## ABOUT THIS EXERCISE:
Within the data that follows, how many lines contain the word "want"? Reply with only the number.

## Saved data entries:
┌──

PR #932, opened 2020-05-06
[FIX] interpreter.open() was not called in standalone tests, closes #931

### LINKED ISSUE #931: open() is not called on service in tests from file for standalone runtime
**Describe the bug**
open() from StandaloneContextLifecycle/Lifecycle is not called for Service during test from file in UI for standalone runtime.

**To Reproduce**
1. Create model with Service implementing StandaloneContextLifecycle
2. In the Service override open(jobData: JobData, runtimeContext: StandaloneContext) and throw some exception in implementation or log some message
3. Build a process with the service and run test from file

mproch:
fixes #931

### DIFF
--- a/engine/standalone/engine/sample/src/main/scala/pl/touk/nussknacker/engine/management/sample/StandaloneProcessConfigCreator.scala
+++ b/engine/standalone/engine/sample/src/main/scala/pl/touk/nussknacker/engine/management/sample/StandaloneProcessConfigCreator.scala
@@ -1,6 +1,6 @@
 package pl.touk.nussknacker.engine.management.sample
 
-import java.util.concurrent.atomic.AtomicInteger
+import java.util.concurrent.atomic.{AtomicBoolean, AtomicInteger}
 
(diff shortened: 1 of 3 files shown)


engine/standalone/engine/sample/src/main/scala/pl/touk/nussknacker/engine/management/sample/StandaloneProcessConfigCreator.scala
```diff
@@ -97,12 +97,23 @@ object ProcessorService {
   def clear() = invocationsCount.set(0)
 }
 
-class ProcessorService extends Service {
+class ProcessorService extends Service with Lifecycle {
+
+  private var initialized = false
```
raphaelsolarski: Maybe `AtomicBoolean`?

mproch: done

└──
┌──

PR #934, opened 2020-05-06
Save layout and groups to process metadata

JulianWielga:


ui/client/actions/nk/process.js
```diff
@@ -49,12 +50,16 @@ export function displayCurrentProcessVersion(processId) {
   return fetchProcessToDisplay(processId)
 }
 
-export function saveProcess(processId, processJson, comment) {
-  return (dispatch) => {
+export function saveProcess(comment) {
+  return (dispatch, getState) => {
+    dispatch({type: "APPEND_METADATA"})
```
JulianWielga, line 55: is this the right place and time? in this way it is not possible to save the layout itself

└──
┌──

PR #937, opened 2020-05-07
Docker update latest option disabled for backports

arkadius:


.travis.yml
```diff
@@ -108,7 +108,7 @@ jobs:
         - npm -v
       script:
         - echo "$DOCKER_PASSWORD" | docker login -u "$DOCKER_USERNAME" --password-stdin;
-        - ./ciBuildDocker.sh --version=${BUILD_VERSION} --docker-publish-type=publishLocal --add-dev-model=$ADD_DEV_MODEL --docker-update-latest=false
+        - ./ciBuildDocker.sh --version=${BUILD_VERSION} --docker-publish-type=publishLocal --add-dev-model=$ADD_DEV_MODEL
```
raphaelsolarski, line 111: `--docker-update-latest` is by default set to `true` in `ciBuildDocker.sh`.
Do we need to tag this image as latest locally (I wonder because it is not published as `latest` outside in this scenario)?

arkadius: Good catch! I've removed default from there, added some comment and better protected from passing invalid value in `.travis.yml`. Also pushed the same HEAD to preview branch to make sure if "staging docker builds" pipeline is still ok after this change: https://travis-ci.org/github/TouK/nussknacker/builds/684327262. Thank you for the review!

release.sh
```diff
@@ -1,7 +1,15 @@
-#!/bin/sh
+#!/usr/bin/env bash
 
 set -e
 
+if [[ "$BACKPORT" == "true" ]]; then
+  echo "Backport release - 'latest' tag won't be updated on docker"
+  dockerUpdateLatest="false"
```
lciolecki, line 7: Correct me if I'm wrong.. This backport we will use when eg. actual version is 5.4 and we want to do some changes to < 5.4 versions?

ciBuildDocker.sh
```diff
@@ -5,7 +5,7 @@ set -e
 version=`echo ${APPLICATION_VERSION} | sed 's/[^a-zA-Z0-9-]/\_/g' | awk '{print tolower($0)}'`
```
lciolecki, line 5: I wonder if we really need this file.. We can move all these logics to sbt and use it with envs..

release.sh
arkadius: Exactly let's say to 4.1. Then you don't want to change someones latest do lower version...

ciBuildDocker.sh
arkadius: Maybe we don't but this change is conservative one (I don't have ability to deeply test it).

└──

## ANSWER:
2